# Bizzy Zebra Boxes



## GregLittleWoodworks (Dec 9, 2014)

Bizzy day today...I completed two Zebrawood Boxes for an upcoming show in Nashville.


----------



## Semipro (Mar 22, 2013)

As always looking good Greg


----------



## jw2170 (Jan 24, 2008)

I can see why they are going on show......great work. Greg.


----------



## Seadragon (Sep 23, 2013)

They both look great.
The first one with the zebra wood lid and "handle" looks better to me.
Did you not have a scrap for the 2nd box or is its handle special in a way I have failed to appreciate?


----------



## Stick486 (Jan 4, 2013)

Whew!!!


----------



## bobditts (Jan 5, 2015)

Those look awesome! Love that zebra wood. I made a set of 1911 pistol grips out of it and get a lot of compliments because of the zebra. Question... how did you finish the inside of the box? Suede flocker? adhesive suede sheets?


----------



## Cherryville Chuck (Sep 28, 2010)

Very nice Greg.


----------



## Gaffboat (Mar 11, 2012)

Lovely work as always, Greg, and inspiring to the rest of us.


----------



## MEBCWD (Jan 14, 2012)

Greg,

I am sure you will wish that you had time to make a dozen, these should sell fast.


----------



## PhilBa (Sep 25, 2014)

how did you make the curved sides?


----------



## thedavel (Oct 3, 2014)

Beautiful work! I love zebra wood.


----------



## GregLittleWoodworks (Dec 9, 2014)

*Thanks so much everyone*. Zebrawood is one of my favorite woods...heck, I even made our dining table out of it.
I only wish it were more readily available near where I live...in fact there is hardly any good hardwoods available around here with the exception of oak and Cypress.


----------



## GregLittleWoodworks (Dec 9, 2014)

sea dragon said:


> They both look great.
> The first one with the zebra wood lid and "handle" looks better to me.
> Did you not have a scrap for the 2nd box or is its handle special in a way I have failed to appreciate?

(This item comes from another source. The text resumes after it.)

PR #208, opened 2020-06-08
Fix #207: UI text is selectable

### LINKED ISSUE #207: UI Text is selectable
Various UI elements like buttons and section titles can be selected like normal text.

I have plenty scraps of all kinds of wood types. I just happen to like mixing different woods together.
You just failed to appreciate it.


----------



## GregLittleWoodworks (Dec 9, 2014)

bobditts said:


> Those look awesome! Love that zebra wood. I made a set of 1911 pistol grips out of it and get a lot of compliments because of the zebra. Question... how did you finish the inside of the box? Suede flocker? adhesive suede sheets?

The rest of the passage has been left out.